Repeat word for word every line of the data below, from the first through the line containing "Hub description in", and stop there.
Segment Start: Data provided
PR #918, opened 2025-03-13
Use `README` from `master` when updating Docker Hub description

JackPGreen:
As discussed in https://github.com/hazelcast/hazelcast-docker/pull/915#issuecomment-2720752695, when a tag is pushed, we update the Docker Hub description based on the `README`... in that tag. Which means when a patch for an older version is released, we effectively roll back the description to an older version.

Changes:
- on tag `push`, update the Docker Hub description in a separate job based on `master`
   - bonus - because it was in a matrix we _were_ doing it multiple times
- when the `README` or associated architecture is updated, rebuild as well
- move manual `README` updates from `tag_image_push` to the new action, which simplifies a *lot*
- convert Docker readme update to matrix to avoid duplicating action specification

Tested [here](https://github.com/hazelcast/hazelcast-docker/actions/runs/13855972414).


.github/workflows/update_readme.yml
```diff
@@ -0,0 +1,29 @@
+name: Push `README` changes to Docker Hub
+
+on:
+  push:
+    branches:
+      - master
```
nishaatr, line 6: Not sure we should do this until changes have been back ported to avoid mismatch? (which will get trigger via `.github/workflows/tag_image_push.yml`). I think this is how it should work?

1. Docker is release tagged: this will run from via `.github/workflows/tag_image_push.yml` and branch will be `master`
2. If someone wants to publish manually, they run `.github/workflows/update_readme.yml` and they can select the branch but defaults to `master`

.github/workflows/tag_image_push.yml
```diff
@@ -336,3 +329,26 @@ jobs:
...
+          ref: master
+
+      - name: Update Docker Hub Description
+        if: inputs.DRY_RUN != 'true' && (needs.prepare.outputs.should_build_readme_ee == 'yes' || needs.prepare.outputs.should_build_readme_oss == 'yes')
+        uses: ./.github/actions/update-dockerhub-description
+        with:
+          docker_username: ${{ secrets.DOCKER_USERNAME }}
+          docker_password: ${{ secrets.DOCKER_PASSWORD }}
+
+      - name: Slack notification
```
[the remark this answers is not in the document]
nishaatr: But if we call `.github/workflows/update_readme.yml` (which does Slack) then no need for Slack here

.github/workflows/update_readme.yml
```diff
@@ -0,0 +1,29 @@
+name: Push `README` changes to Docker Hub
+
+on:
```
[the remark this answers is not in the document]
JackPGreen: > Can we also add workflow_dispatch pls? Sometimes we might want to run it separately

Good point - you can run the existing `push` action manually to achieve this, but with my new changes this is unnecessarily complicated.

https://github.com/hazelcast/hazelcast-docker/pull/918/commits/fb8de84cb28f5b194abd2faf6a616d187017eb49

.github/workflows/update_readme.yml
```diff
@@ -0,0 +1,29 @@
...
+  push:
+    branches:
+      - master
+    paths:
+      - README.md
+      - .github/actions/update-dockerhub-description
+      - .github/workflows/update_readme.yml
+
+jobs:
+  push:
```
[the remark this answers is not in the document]
JackPGreen: I just copied the existing one but I guess this makes more sense

b5867e2bd8f4c23744f0648e0b78ffb9858d6b3a

.github/workflows/tag_image_push.yml
```diff
@@ -336,3 +329,26 @@ jobs:
         if: failure()
         with:
           slack-webhook-url: ${{ secrets.SLACK_WEBHOOK }}
+   
+  readme:
+    runs-on: ubuntu-latest
+    needs: prepare
```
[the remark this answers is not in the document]
JackPGreen: Good point

53455e632e5b25a463d2c53ab58d627f2b45c35a

.github/workflows/tag_image_push.yml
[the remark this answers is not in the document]
JackPGreen: Fixed as part of fcd9267c12e6f4e5cfafce2d48b030e302420d3b

.github/workflows/update_readme.yml
```diff
@@ -0,0 +1,29 @@
+name: Push `README` changes to Docker Hub
```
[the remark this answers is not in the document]
JackPGreen: We call it `Docker Hub` elsewhere so I'm keeping it consistent with that.

1cf0080bf536a67829a75b086a6c0275e6520414

.github/workflows/update_readme.yml
JackPGreen: > Not sure we should do this until changes have been back ported to avoid mismatch? (which will get trigger via `.github/workflows/tag_image_push.yml`). I think this is how it should work?
> 
> 1. Docker is release tagged: this will run from via `.github/workflows/tag_image_push.yml` and branch will be `master`
> 2. If someone wants to publish manually, they run `.github/workflows/update_readme.yml` and they can select the branch but defaults to `master`

Sorry I don't understand, especially with my recent changes. Could you have another look, please?

.github/scripts/build.functions.sh
```diff
@@ -24,25 +24,3 @@ function should_build_ee() {
     echo "no"
   fi
 }
-
-# Checks if we should rebuild the docker EE image description.
-function should_build_readme_ee() {
```
nishaatr, line 29: Glad to see the removal btw!
Enough to rely on "needs.prepare.outputs.should_build_ee == 'yes' || needs.prepare.outputs.should_build_oss"
even if README doesn't change its still ok

.github/workflows/update_readme.yml
```diff
@@ -0,0 +1,52 @@
...
+    paths:
+      - README.md
+      - .github/scripts/generate-docker-hub-description.sh
+      - .github/workflows/update_readme.yml
+
+      jobs:
+        update-readme:
+          runs-on: ubuntu-latest
+          strategy:
+            matrix:
```
nishaatr: Perfect!!

.github/workflows/update_readme.yml
nishaatr: So this will trigger after PR is merged to `master`?

If `yes` then we shouldn't do it I think because of "Not sure we should do this until changes have been back ported to avoid mismatch"

We never release `master` so doesn't make sense. We should only update description 1) release tag 2) manually and both should come from master 

That said doesn't look like the OS/EE description is version specific. But lets say we add something new then description should not be updated unless that is released. But as a rule of thumb, we should not add anything in README that is version specific as that would be confusing. Or mention version if the info is specific to a HZ version, where necessary

Does that make sense?

nishaatr (changes requested):

.github/workflows/update_readme.yml
JackPGreen: > So this will trigger after PR is merged to `master`?

Yes

> That said doesn't look like the OS/EE description is version specific. But lets say we add something new then description should not be updated unless that is released. But as a rule of thumb, we should not add anything in README that is version specific as that would be confusing. Or mention version if the info is specific to a HZ version, where necessary

Remember that there's only one `README` for all versions - e.g. we even talk about config changes required for HZ 3.x in the `README`. So if we add a new _thing_ that necessitates a `README` change, it'd _already_ need to be backwards compatible.

> then we shouldn't do it I think because of "Not sure we should do this until changes have been back ported to avoid mismatch"
> 
> We never release `master` so doesn't make sense. We should only update description 1) release tag 2) manually and both should come from master
> {...}
> Does that make sense?

Not really!

nishaatr: > Remember that there's only one README for all versions - e.g. we even talk about config changes required for HZ 3.x in the README. So if we add a new thing that necessitates a README change, it'd already need to be backwards compatible.

Lets say we change something that needs `README` change. Lets say this change is appreciable and only for 5.5.6. 
So I would make the code changes + README (mention 5.5.6) + PR + merge to `master` + backport to 5.5.z
At this point the change is not in any release as we are yet to do `5.5.6`. So the description should be updated only when we release 5.5.6. 

Makes sense? If not then let me know and I will approve. This is not a biggy. We should just be mindful when updating `README` as its now coming always from `master`

nishaatr: Yes true but I am thinking if user sees 5.5.6 then will start looking for the release and won't find it anywhere. Would look unprof IMO. We could say like `5.5.6 (to be released)` but thats a hassle. Granted this would be rare but just incase

So if we need to update description (like we have to fix the anchors), then that should be a deliberate action (either you would run after PR merge or from dev branch to test things). Otherwise, we always update description during a release; same as code changes. Publishing from `master` should always be deliberate. This makes things simpler!

JackPGreen: I understand but don’t think it’s a massive issue. If it’s a dealbreaker for you we can change it otherwise I think leave as is.

nishaatr: yes pls. Prefer we don't change anything user facing unless its deliberate
As we might not want to publish for whatever reason

JackPGreen: https://github.com/hazelcast/hazelcast-docker/pull/918/commits/f9503c1d6554dc4a9b29bb9fe00b8ac5b619789f

nishaatr: thanks

nishaatr (approved):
Segment End: Data provided
Answer to the exercise:
PR #918, opened 2025-03-13
Use `README` from `master` when updating Docker Hub description

JackPGreen:
As discussed in https://github.com/hazelcast/hazelcast-docker/pull/915#issuecomment-2720752695, when a tag is pushed, we update the Docker Hub description based on the `README`... in that tag. Which means when a patch for an older version is released, we effectively roll back the description to an older version.

Changes:
- on tag `push`, update the Docker Hub description in a separate job based on `master`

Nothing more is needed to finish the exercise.